Task prompt:
Read the records that follow and state how many lines hold "expect", adding nothing else.
BEGIN
PR #116, opened 2024-04-30
WIP [RCM] - Linking and dapp request handling.

GhenadieVP:


src/core/types/keys/diffie_hellman/private_key.rs
```diff
@@ -0,0 +1,195 @@
+use crate::prelude::*;
+use crypto::keys::x25519::SecretKey as X25519PrivateKey;
+use hkdf::Hkdf;
+use k256::sha2::Sha256;
+
+#[derive(derive_more::Debug)]
+#[debug("{}", self.to_hex())]
+pub struct DiffieHellmanPrivateKey(X25519PrivateKey);
```
GhenadieVP, line 8: @CyonAlexRDX Here I have added the DH Private/Public key pair, please advice if something should be different.

src/core/types/keys/diffie_hellman/private_key.rs
```diff
@@ -0,0 +1,195 @@
...
+impl DiffieHellmanPrivateKey {
+    pub fn generate() -> Result<Self> {
+        Exactly32Bytes::generate().to_vec().try_into()
+    }
+
+    pub fn public_key(&self) -> DiffieHellmanPublicKey {
+        self.0.public_key().into()
+    }
+
+    pub fn hkdf_key_agreement(
```
GhenadieVP, line 19: @CyonAlexRDX HKDF key agreement, seems to be the proper way, but let me know.

src/radix_connect/mobile/client.rs
```diff
@@ -1,49 +1,174 @@
...
+            .relay_service
+            .get_session_handshake_request(request.session_id)
+            .await?;
+
+        // 2. Generate a new Diffie-Hellman key pair
+        let wallet_private_key = DiffieHellmanPrivateKey::generate()?;
+
+        // 3. Compute the shared secret
+        // random salt
+        let salt = hex_decode("000102030405060708090a0b0c0d0e0f").unwrap();
```
GhenadieVP, line 57: @CyonAlexRDX What values are the most appropriate and how should we store this? I am not sure these should be in plain sight, but maybe it is ok.

Cargo.toml
```diff
@@ -132,6 +132,7 @@ iota-crypto = { git = "https://github.com/iotaledger/crypto.rs", rev = "47460d64
     "slip10",
     "ed25519",
     "secp256k1",
+    "x25519",
```
CyonAlexRDX, line 135: Maybe add "zeroize"` too (they other flags might have activated it already, but does not hurt)

src/core/types/keys/diffie_hellman/private_key.rs
```diff
@@ -0,0 +1,195 @@
...
+        &self,
+        other: &DiffieHellmanPublicKey,
+        salt: &[u8],
```
CyonAlexRDX, line 22: can be:
`salt: impl AsRef<[u8]>` and use with `as_ref()` in body below, that way we can pass `BagOfBytes`, `Vec`, or `ExactlyNBytes` types as salt 

and do same for `into` ?

src/core/types/keys/diffie_hellman/private_key.rs
```diff
@@ -0,0 +1,195 @@
...
+            }
+        })?;
+
+        Ok(Exactly32Bytes::from(&symmetric_key))
+    }
+}
+
+impl PartialEq for DiffieHellmanPrivateKey {
+    fn eq(&self, other: &Self) -> bool {
+        self.to_bytes() == other.to_bytes()
```
CyonAlexRDX, line 41: safer to do `self.public_key() == other.public_key()`

src/core/types/keys/diffie_hellman/private_key.rs
CyonAlexRDX: maybe time for us to do a `pub type SymmetricKey = Exactly32Bytes` typealias? and use it here and in VersionedEncryption (and its impl, i.e. search for `encryption_key` and `decryption_key`), I think it is more clear.

src/core/types/keys/diffie_hellman/private_key.rs
```diff
@@ -0,0 +1,195 @@
...
+        &self,
+        other: &DiffieHellmanPublicKey,
+        salt: &[u8],
+        info: &[u8],
+    ) -> Result<Exactly32Bytes> {
+        let shared_secret = self.0.diffie_hellman(&other.0).to_bytes();
+        let mut symmetric_key = [0u8; 32]; // 32-byte buffer for the symmetric key
+
+        let hkdf = Hkdf::<Sha256>::new(Some(salt), &shared_secret);
+        hkdf.expand(info, &mut symmetric_key).map_err(|err| {
```
CyonAlexRDX, line 29: right, so we already have this... in `pb_hkdf_sha256` which uses password as input key material (`ikm`), and here we use `shared_secret` as `ikm`. Maybe worth generalizing. And I have already verified that it is safe to unwrap, so so this method need not be returning `Result` and you can remove the `HkdfExpandFailed` (you can verify my verification if you want :) but for our usage it is not possible to crash).

CyonAlexRDX: so I propose you break out the `Hkdf` into its own module, and let it have this API:

```
pub fn hkdf_sha256(ikm: impl AsRef<[u8]>, salt: impl Into<Option<&[u8]>>, info: impl Into<Option<&[u8]>> -> Exactly32Bytes
```

and reuse it in `PbHkdfSha256` and here.

src/core/types/keys/diffie_hellman/private_key.rs
CyonAlexRDX: Perhaps `KeyAgreementPrivateKey` is better than `DiffieHellman` ? Like CryptoKit uses.

src/radix_connect/mobile/client.rs
```diff
@@ -1,49 +1,174 @@
...
-//         _response: WalletToDappInteractionResponse,
-//     ) -> Result<Url> {
-//         todo!()
-//     }
-// }
+#[derive(uniffi::Object)]
+pub struct RadixConnectMobile {
+    /// The Radix Connect Relay service to be used to communicate with dApps.
+    relay_service: RelayService,
+    /// The secure storage to be used to store session data.
```
CyonAlexRDX, line 14: I prefer an empty line between fields

src/radix_connect/mobile/client.rs
```diff
@@ -1,49 +1,174 @@
...
+        Self {
+            relay_service: RelayService::new_with_network_antenna(
+                network_antenna,
+            ),
+            secure_storage: WalletClientStorage::new(secure_storage),
+            new_sessions: RwLock::new(HashMap::new()),
+        }
+    }
+
+    #[uniffi::method]
```
CyonAlexRDX, line 41: The `#[uniffi::method]` is not needed, only used if we wanna rename or set default values.

src/radix_connect/mobile/client.rs
CyonAlexRDX: The `salt` and the `info` must be known by both parties (wallet and web-counter-part) or something both can derive/calculate from shared knowledge.

Should this method, `handle_linking_request` save the `wallet_private_key` into `secure_storage`? or is it ephemeral? if it should be saved (that call is missing) then we should try to find a suitable salt/info. 

If it is ephemeral, salt and info is not as important.

So talk with @xstelea if there is any shared knowledge both parties have? Origin? Url? Some headers? Other metadata? Some stable onchain data?

src/radix_connect/mobile/client.rs
```diff
@@ -1,49 +1,174 @@
...
+            encryption_key,
+        );
+
+        {
+            self.new_sessions
+                .try_write()
+                .map(|mut new_sessions| {
+                    new_sessions.insert(request.session_id, session);
+                })
+                .unwrap();
```
CyonAlexRDX, line 78: an `expect` is preferable here `expect("Should be able to write to new_session since we handle one request at a time")` or similar

src/radix_connect/mobile/client.rs
```diff
@@ -1,49 +1,174 @@
...
+        }
+
+        // 5. TODO: use the actual dapp callback path
+        Ok(Url::from_str("https://example.com").unwrap())
```
CyonAlexRDX, line 82: I know this is gonna change, but reminder about `parse_url`: https://github.com/radixdlt/sargon/blob/develop/src/core/utils/string_utils.rs#L33

so just:

```rust
// 5. TODO: use the actual dapp callback path
parse_url("https://example.com")
```

src/radix_connect/mobile/client.rs
```diff
@@ -1,49 +1,174 @@
...
+    }
+
+    #[uniffi::method]
+    pub async fn handle_dapp_interaction_request(
+        &self,
+        dapp_request: RadixConnectMobileDappRequest,
+    ) -> Result<RadixConnectMobileSessionRequest> {
+        let session;
+        {
+            let new_sessions = self.new_sessions.try_read().unwrap();
```
CyonAlexRDX, line 92: prefer an `expect` here, the read counterpart of https://github.com/radixdlt/sargon/pull/116/files#r1584698094

src/radix_connect/mobile/client.rs
```diff
@@ -1,49 +1,174 @@
...
+
+            session = match new_sessions.get(&dapp_request.session_id) {
+                Some(session) => {
+                    // Save the session to the secure storage
+                    self.secure_storage.save_session(session.clone())?;
+                    let session_id = session.id;
+
+                    self.new_sessions
+                        .try_write()
```
CyonAlexRDX, line 101: ah third place you access the `RwLock` (two writes and one read), consider using this pattern I use for `Wallet`'s `RwLock` of `Profile:

https://github.com/radixdlt/sargon/blob/develop/src/wallet/wallet.rs#L214-L222

and 
https://github.com/radixdlt/sargon/blob/develop/src/wallet/wallet.rs#L240-L253

src/radix_connect/mobile/client.rs
```diff
@@ -1,49 +1,174 @@
...
+                })
+                .unwrap();
+        }
+
+        // 5. TODO: use the actual dapp callback path
+        Ok(Url::from_str("https://example.com").unwrap())
+    }
+
+    #[uniffi::method]
+    pub async fn handle_dapp_interaction_request(
```
CyonAlexRDX, line 86: needs a short doc

src/radix_connect/mobile/client.rs
```diff
@@ -1,49 +1,174 @@
...
+            ),
+            secure_storage: WalletClientStorage::new(secure_storage),
+            new_sessions: RwLock::new(HashMap::new()),
+        }
+    }
+
+    #[uniffi::method]
+    pub async fn handle_linking_request(
+        &self,
+        request: RadixConnectMobileLinkRequest,
```
CyonAlexRDX, line 44: needs a short doc

src/radix_connect/mobile/client.rs
```diff
@@ -1,49 +1,174 @@
...
+    #[uniffi::method]
+    pub async fn handle_dapp_interaction_request(
+        &self,
+        dapp_request: RadixConnectMobileDappRequest,
+    ) -> Result<RadixConnectMobileSessionRequest> {
+        let session;
+        {
+            let new_sessions = self.new_sessions.try_read().unwrap();
+
+            session = match new_sessions.get(&dapp_request.session_id) {
```
CyonAlexRDX, line 94: maybe some one line doc relating to the documentation of `new_sessions` here ? and maybe `Some(session) =>` can be `Some(in_flight_session) =>` ? and rename `new_sessions` to `in_flight_session`?  or similar.

src/radix_connect/mobile/client.rs
```diff
@@ -1,49 +1,174 @@
...
+#[derive(uniffi::Object)]
+pub struct RadixConnectMobile {
+    /// The Radix Connect Relay service to be used to communicate with dApps.
+    relay_service: RelayService,
+    /// The secure storage to be used to store session data.
+    secure_storage: WalletClientStorage,
+    /// The new sessions that have been created and are waiting to be validated on dApp side.
+    /// Once the session is validated, it will be moved to the secure storage.
+    /// Validation consists in verifying the origin of the session.
+    new_sessions: RwLock<HashMap<SessionID, Session>>,
```
CyonAlexRDX, line 19: I think a `pub type InFlightSession = Session;` and -> `in_flight_sessions: RwLock<HashMap<SessionID, InFlightSessions>>` 

or maybe "In Flight" is not best... maybe `PendingLinkingCompletedSession` and `pending_linking_completed_sessionss` etc?

CyonAlexRDX: see related comment https://github.com/radixdlt/sargon/pull/116/files#r1584715414

src/radix_connect/mobile/client.rs
CyonAlexRDX: see related comment: https://github.com/radixdlt/sargon/pull/116/files#r1584717789

src/radix_connect/mobile/client.rs
```diff
@@ -1,49 +1,174 @@
...
+        }
+
+        self.relay_service
+            .get_wallet_interaction_requests(session)
+            .await?
+            .into_iter()
+            .find(|intraction| {
+                intraction.interaction_id == dapp_request.interaction_id
+            })
+            .map(|interaction| RadixConnectMobileSessionRequest {
```
CyonAlexRDX, line 122: minor: I prefer to handle the bad case first, i.e. invert the last `map` and the `ok_or`, since that way the last statements **type** matches the return type of the fn, which I like.

CyonAlexRDX: prefer `RadixConnectMobileSessionRequest::new` inside the map. kind of like we in Swift tend to have one single init all other calls, it is advantageous for debugging (and logging) to have one shared entry )

src/radix_connect/mobile/session/session.rs
```diff
@@ -2,7 +2,7 @@ use super::session_id::SessionID;
 use super::session_origin::SessionOrigin;
 use crate::prelude::*;
 
-#[derive(Debug, PartialEq)]
+#[derive(Debug, PartialEq, Serialize, Deserialize, Clone)]
```
CyonAlexRDX, line 5: I think `Session` can be `Copy` too, and then run `cargo clippy --fix --allow-staged`

CyonAlexRDX: Oh never mind, the `SessionOrigin` is not copy... and cannot due to `Url` not being copy...

src/radix_connect/mobile/session_dapp_request.rs
```diff
@@ -0,0 +1,54 @@
+use crate::prelude::*;
+
+#[derive(Debug, PartialEq, uniffi::Record)]
+pub struct RadixConnectMobileSessionRequest {
```
CyonAlexRDX, line 4: some few lines of doc would be nice!

src/radix_connect/mobile/session_wallet_response.rs
```diff
@@ -0,0 +1,54 @@
+use crate::prelude::*;
+
+#[derive(Debug, PartialEq, uniffi::Record)]
+pub struct RadixConnectMobileWalletResponse {
+    pub session_id: SessionID,
+    pub response: WalletToDappInteractionResponse,
```
CyonAlexRDX, line 6: some few lines of doc would be nice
END
Response area:
2